• Work required:
Could you return every record below without changing a word?

[Records from a data collection]

Issue #885, opened 2017-05-24
Automatic creation of __init__.py breaks import of Flask-User


marcoesposito1988:
## Context

 

I tried to use Zappa with my Flask app, which makes use of [Flask-User](https://github.com/lingthio/Flask-User).

## Expected Behavior

The app should have worked.

## Actual Behavior

The app fails with the following stack trace:
```
[1495617599312] File "/tmp/web/app/__init__.py", line 22, in <module>
[1495617599312] from flask_user import SQLAlchemyAdapter, UserManager, current_user
[1495617599312] File "/tmp/web/flask_user/__init__.py", line 13, in <module>
[1495617599312] from . import forms
[1495617599312] File "/tmp/web/flask_user/forms.py", line 19, in <module>
[1495617599332] from .translations import lazy_gettext as _
[1495617599332] ImportError: cannot import name 'lazy_gettext'
```

## Possible Fix

This is because the library has a "translations" package (folder without an `__init__.py`) containing folders each holding babel files, sitting next to a "translations.py" single file module. When the library is imported, the "from .translations import lazy_gettext" statement confuses the folder with the file due to the `__init__.py` erroneously created by Zappa during packaging.

This is analogous to #766, but the fix in #769 does not apply since the folder is not empty. 

If it is fine, I would work on a merge request adding a constraint that the `__init__.py` file should not be created when a file with the same name as the examined folder lies next to it.

Do you foresee any problem with this approach?

PR #888, opened 2017-05-25
Avoid creating __init__.py in directory with same name as module

marcoesposito1988:
## Description
 

As discussed in #885, if a library contains a folder (e.g. `lib/translations`) in the same folder as a module with the same name (e.g. `lib/translation.py`), creating an `__init__.py` file in it (e.g. `lib/translations/__init__.py`) can break relative imports (e.g. `from .translations import *`).

This patch inserts a check before creating the file to verify if in the parent directory there is a file named in the same way with extension .py or .pyc.

However, this is apparently not enough: the subdirectories should also not contain any init file, otherwise the directory is still considered a namespace package (if I remember correctly the terminology).

So I also modified the check introduced in #769 to look recursively for .py or .pyc files before creating an init file. If a directory does not contain .py or .pyc or any of its subfolders, it will not get the init file.

This seems to solve my issue with Flask-User (now I get another problem with Crypto which seems to be unrelated). Before proceeding with extensive testing, I would welcome any feedback on the approach.

Thanks in advance and also for your awesome job!

## GitHub Issues

Solves #885

### DIFF
--- a/tests/data/test1.py
+++ b/tests/data/test1.py
@@ -1,0 +1,6 @@
+
+# this is a module
+
+
+def greet():
+    print('There is more stupidity than hydrogen in the universe, and it has a longer shelf life.')
--- a/tests/data/test1/this_dir_is_not_a_module.txt
+++ b/tests/data/test1/this_dir_is_not_a_module.txt
@@ -1,0 +1,9 @@
+# test1 is a directory without any .py files in it, so a __init__.py file should NOT be created in it
+
+Information is not knowledge.
+Knowledge is not wisdom.
+Wisdom is not truth.
+Truth is not beauty.
+Beauty is not love.
+Love is not music.
+Music is THE BEST.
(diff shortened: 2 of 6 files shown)


Miserlou:
I'd like to merge this, but it looks like one test related to this change is failing. Can you update the PR to make sure the test is working properly?

marcoesposito1988:
Hi @Miserlou , thanks for the feedback!

Sure, but that will be hard since there are calls to os.path.exist and so on.

What about creating a directory with test data?

marcoesposito1988:
I added the tests with the required test data, and refactored those of `utilities.contains_python_files_or_subdirs()` to use it. I also refactored the flow to avoid scanning a directory twice.

I still have to test this by deploying a package, though.

marcoesposito1988:
So I tried this with a [minimal flask application ](http://flask.pocoo.org/docs/0.12/quickstart/) first, then I added flask-user, and it always worked reliably. I think it is ready for merging.

Miserlou:
And a nice test as well!

marcoesposito1988:
:metal:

• Task result:
Issue #885, opened 2017-05-24
Automatic creation of __init__.py breaks import of Flask-User


marcoesposito1988:
## Context

 

I tried to use Zappa with my Flask app, which makes use of [Flask-User](https://github.com/lingthio/Flask-User).

## Expected Behavior

The app should have worked.

## Actual Behavior

The app fails with the following stack trace:
```
[1495617599312] File "/tmp/web/app/__init__.py", line 22, in <module>
[1495617599312] from flask_user import SQLAlchemyAdapter, UserManager, current_user
[1495617599312] File "/tmp/web/flask_user/__init__.py", line 13, in <module>
[1495617599312] from . import forms
[1495617599312] File "/tmp/web/flask_user/forms.py", line 19, in <module>
[1495617599332] from .translations import lazy_gettext as _
[1495617599332] ImportError: cannot import name 'lazy_gettext'
```

## Possible Fix

This is because the library has a "translations" package (folder without an `__init__.py`) containing folders each holding babel files, sitting next to a "translations.py" single file module. When the library is imported, the "from .translations import lazy_gettext" statement confuses the folder with the file due to the `__init__.py` erroneously created by Zappa during packaging.

This is analogous to #766, but the fix in #769 does not apply since the folder is not empty. 

If it is fine, I would work on a merge request adding a constraint that the `__init__.py` file should not be created when a file with the same name as the examined folder lies next to it.

Do you foresee any problem with this approach?

PR #888, opened 2017-05-25
Avoid creating __init__.py in directory with same name as module

marcoesposito1988:
## Description
 

As discussed in #885, if a library contains a folder (e.g. `lib/translations`) in the same folder as a module with the same name (e.g. `lib/translation.py`), creating an `__init__.py` file in it (e.g. `lib/translations/__init__.py`) can break relative imports (e.g. `from .translations import *`).

This patch inserts a check before creating the file to verify if in the parent directory there is a file named in the same way with extension .py or .pyc.

However, this is apparently not enough: the subdirectories should also not contain any init file, otherwise the directory is still considered a namespace package (if I remember correctly the terminology).

So I also modified the check introduced in #769 to look recursively for .py or .pyc files before creating an init file. If a directory does not contain .py or .pyc or any of its subfolders, it will not get the init file.

This seems to solve my issue with Flask-User (now I get another problem with Crypto which seems to be unrelated). Before proceeding with extensive testing, I would welcome any feedback on the approach.

Thanks in advance and also for your awesome job!

## GitHub Issues

Solves #885

### DIFF
--- a/tests/data/test1.py
+++ b/tests/data/test1.py
@@ -1,0 +1,6 @@
+
+# this is a module
+
+
+def greet():
+    print('There is more stupidity than hydrogen in the universe, and it has a longer shelf life.')
--- a/tests/data/test1/this_dir_is_not_a_module.txt
+++ b/tests/data/test1/this_dir_is_not_a_module.txt
@@ -1,0 +1,9 @@
+# test1 is a directory without any .py files in it, so a __init__.py file should NOT be created in it
+
+Information is not knowledge.
+Knowledge is not wisdom.
+Wisdom is not truth.
+Truth is not beauty.
+Beauty is not love.
+Love is not music.
+Music is THE BEST.
(diff shortened: 2 of 6 files shown)


Miserlou:
I'd like to merge this, but it looks like one test related to this change is failing. Can you update the PR to make sure the test is working properly?

marcoesposito1988:
Hi @Miserlou , thanks for the feedback!

Sure, but that will be hard since there are calls to os.path.exist and so on.

What about creating a directory with test data?

marcoesposito1988:
I added the tests with the required test data, and refactored those of `utilities.contains_python_files_or_subdirs()` to use it. I also refactored the flow to avoid scanning a directory twice.

I still have to test this by deploying a package, though.

marcoesposito1988:
So I tried this with a [minimal flask application ](http://flask.pocoo.org/docs/0.12/quickstart/) first, then I added flask-user, and it always worked reliably. I think it is ready for merging.

Miserlou:
And a nice test as well!

marcoesposito1988:
:metal:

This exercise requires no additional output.